Start of Dataset records
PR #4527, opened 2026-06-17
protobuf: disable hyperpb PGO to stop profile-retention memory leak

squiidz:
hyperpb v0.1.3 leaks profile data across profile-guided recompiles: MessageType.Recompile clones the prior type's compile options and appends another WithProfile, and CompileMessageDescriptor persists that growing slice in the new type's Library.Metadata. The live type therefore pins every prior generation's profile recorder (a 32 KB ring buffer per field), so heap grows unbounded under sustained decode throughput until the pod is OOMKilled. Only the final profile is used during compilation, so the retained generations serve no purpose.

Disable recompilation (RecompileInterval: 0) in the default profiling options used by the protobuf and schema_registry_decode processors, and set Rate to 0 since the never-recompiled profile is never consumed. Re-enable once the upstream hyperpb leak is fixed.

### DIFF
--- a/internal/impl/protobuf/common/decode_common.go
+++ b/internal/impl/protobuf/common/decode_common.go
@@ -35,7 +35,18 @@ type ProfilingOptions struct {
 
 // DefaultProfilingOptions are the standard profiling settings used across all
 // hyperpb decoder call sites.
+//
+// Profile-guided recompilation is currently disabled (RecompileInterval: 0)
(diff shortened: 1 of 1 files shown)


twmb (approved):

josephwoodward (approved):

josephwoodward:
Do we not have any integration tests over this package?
End of Dataset records
# Exercise
Above are the records; report each line in them that includes the word "approved".

# Result for this task
twmb (approved):
josephwoodward (approved):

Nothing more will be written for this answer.